[GIVEN DATA — start]

PR #4708, opened 2024-06-13
Uncapturederror and preventDefault

greggman:
Like JavaScript error events, If a listener added to uncapturederror calls `preventDefault` on the event the user agent should not log the error to the console.

---

Note: under `createShaderModule` there is this wording

> As shader compilation errors should be rare in production applications, user agents
> could choose to surface them *to developers* regardless of error handling ([=GPU error scopes=] or
> {{GPUDevice/uncapturederror}} event handlers), e.g. as an expandable warning.

I think that should be changed. If the application is capturing errors (uncaptured, and pushErrorScope/popErrorScope), IMO WebGPU should not be logging to the console. I know it says "could" so the UA is free to ignore the advice above but I believe (1) it shouldn't have this advice and (2) it should arguably not log anything if the app captures the error.

I've pointed out one example elsewhere. For example, if the user is using a preprocessor, they may want to wrap `createShaderModule` and/or `getCompilationInfo` such that the data returned to user and the messages displayed are in terms of the pre-processed language. If WebGPU logs errors against the user's wishes then suddenly there are confusing error messages. One generated by WebGPU and other generated by the wrapping library. Other examples include interactive editors (shadertoy, compute.toys) that want the ability to keep console messages to things that are bugs in their app and not related to the user editing shaders which they already surface in their UI.

Note that `eval` and `Function` follow this behavior. If you try/catch their evaluation then messages about Syntax errors, etc, do not get logged to the console. I think WebGPU should do the same.

### DIFF
--- a/spec/index.bs
+++ b/spec/index.bs
@@ -14758,8 +14758,8 @@ partial interface GPUDevice {
 
         Note: After dispatching the event, user agents **should** surface uncaptured errors to
         developers, for example as warnings in the browser's developer console, unless event's
-        {{Event/defaultPrevented}} is true. In other words, if {{Event/preventDefault}} has been
-        called on the event don't surface the error.
+        {{Event/defaultPrevented}} is true. In other words, calling {{Event/preventDefault()}}
+        on the event should silence the console warning.
     </div>
 
     Note: The user agent may choose to throttle or limit the number of {{GPUUncapturedErrorEvent}}s
--- a/spec/index.bs
+++ b/spec/index.bs
@@ -14756,9 +14756,10 @@ partial interface GPUDevice {
                     |device|, with an {{GPUUncapturedErrorEvent/error}} of |error|.
             </div>
 
-        Note: If (and only if) there are no {{GPUDevice/uncapturederror}} handlers are
-        registered, user agents **should** surface uncaptured errors to developers,
-        for example as warnings in the browser's developer console.
+        Note: After dispatching the event, user agents **should** surface uncaptured errors to
+        developers, for example as warnings in the browser's developer console, unless event's
+        {{Event/defaultPrevented}} is true. In other words, if {{Event/preventDefault}} has been
+        called on the event don't surface the error.
     </div>
 
     Note: The user agent may choose to throttle or limit the number of {{GPUUncapturedErrorEvent}}s
--- a/spec/index.bs
+++ b/spec/index.bs
@@ -14757,7 +14757,7 @@ partial interface GPUDevice {
             </div>
 
         Note: After dispatching the event, user agents **should** surface uncaptured errors to
-        developers, for example as warnings in the browser's developer console, unless event's
+        developers, for example as warnings in the browser's developer console, unless the event's
         {{Event/defaultPrevented}} is true. In other words, calling {{Event/preventDefault()}}
         on the event should silence the console warning.
     </div>


spec/index.bs
```diff
@@ -14111,9 +14111,10 @@ partial interface GPUDevice {
                     |device|, with an {{GPUUncapturedErrorEvent/error}} of |error|.
             </div>
 
-        Note: If (and only if) there are no {{GPUDevice/uncapturederror}} handlers are
-        registered, user agents **should** surface uncaptured errors to developers,
-        for example as warnings in the browser's developer console.
+        Note: After dispatching the event, user agents **should** surface uncaptured errors to
+        developers, for example as warnings in the browser's developer console, unless event's
+        {{Event/defaultPrevented}} is true. In other words, if {{Event/preventDefault}} has been
+        called on the event don't surface the error.
```
kainino0x, line 14117:
```suggestion
        {{Event/defaultPrevented}} is true. In other words, calling {{Event/preventDefault()}}
        on the event should silence the console warning.
```

kainino0x (approved):
OK with me, I hadn't thought of this option and it makes a lot more sense than what I came up with before!

> Like JavaScript error events, If a listener added to uncapturederror calls `preventDefault` on the event the user agent should not log the error to the console.

Confirmed this behavior in Chrome and Safari with `onunhandledrejection`:
https://codepen.io/kainino0x/pen/NWVXqdd
only prints "two" to the console. Firefox prints both "one" and "two".

Kangz:
<details><summary><a href="https://github.com/gpuweb/gpuweb/wiki/GPU-Web-2024-06-26#uncapturederror-and-preventdefault-4708">GPU Web WG 2024-06-26 Atlantic-time</a></summary>

    * CW: What happens? The spec should say normatively that the UA should not print things to the console if preventDefault is called on the event. But it’s a normative “should”
    * GT: This is what Javascript does
    * KG: Seems reasonable.
    * KG: Why is this tacit resolution?
    * CW: It’s not in our layer
    * KN: It’s non-normative
    * KG: That doesn’t match what I would expect. But it’s OK I think
    * CW: “Tacit resolution” means “anything that anyone doesn’t think is tacit resolution then it isn’t”
    * KG: This is on us because we didn’t discuss it ahead of time, because it was in tacit resolution queue?
    * CW: Do you want me to write out the list of issues in the email ahead of time?
    * KG: Well then they’re just issues. Tacit resolution is most useful for PRs for things we previously agreed to
    * CW: Should we stop doing tacit resolution?
    * KN: We may not need it
    * KG: We don’t do it in WGSL
    * KN: We used to need it mostly for bug fixes that weren’t technically editorial, but the spec didn’t say what we thought it did
    * CW: I’ll remove it from future agendas.
    * CW: This one, we remove tacit resolution queue, and ask for folks to agree and get consensus on the issue (it should be simple)
    * KG: I’ll ping JB but I’m pretty sure it’s fine.

</details>

spec/index.bs
```diff
@@ -14756,9 +14756,10 @@ partial interface GPUDevice {
                     |device|, with an {{GPUUncapturedErrorEvent/error}} of |error|.
             </div>
 
-        Note: If (and only if) there are no {{GPUDevice/uncapturederror}} handlers are
-        registered, user agents **should** surface uncaptured errors to developers,
-        for example as warnings in the browser's developer console.
+        Note: After dispatching the event, user agents **should** surface uncaptured errors to
+        developers, for example as warnings in the browser's developer console, unless event's
```
greggman, line 14760:
```suggestion
        developers, for example as warnings in the browser's developer console, unless the event's
```

PR #4716, opened 2024-06-24
Fix \ escaping in Python strings

dneto0:


dneto0:
This fixes warnings when running the Python code

kainino0x (commented):
If you don't need escape characters in these strings (you shouldn't), use raw strings instead `r'(\d+)(.*)'`. That's the idiomatic way of writing regex strings in Python.

mehmetoguzderin (approved):
LGTM, feedback of @kainino0x also seems reasonable improvement as iteration.

PR #4717, opened 2024-06-24
Remove or resolve some editorial notes

toji:
Removing or resolving some editorial notes from the spec that don't seem necessary any more after consulting with @kainino0x.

[GIVEN DATA — finish]

## WHAT YOU WILL DO
Transcribe, exactly as written, all lines of the entries above from the first to the one containing "I think that", and no more.

## REPLY TO THE TASK
PR #4708, opened 2024-06-13
Uncapturederror and preventDefault

greggman:
Like JavaScript error events, If a listener added to uncapturederror calls `preventDefault` on the event the user agent should not log the error to the console.

---

Note: under `createShaderModule` there is this wording

> As shader compilation errors should be rare in production applications, user agents
> could choose to surface them *to developers* regardless of error handling ([=GPU error scopes=] or
> {{GPUDevice/uncapturederror}} event handlers), e.g. as an expandable warning.

I think that should be changed. If the application is capturing errors (uncaptured, and pushErrorScope/popErrorScope), IMO WebGPU should not be logging to the console. I know it says "could" so the UA is free to ignore the advice above but I believe (1) it shouldn't have this advice and (2) it should arguably not log anything if the app captures the error.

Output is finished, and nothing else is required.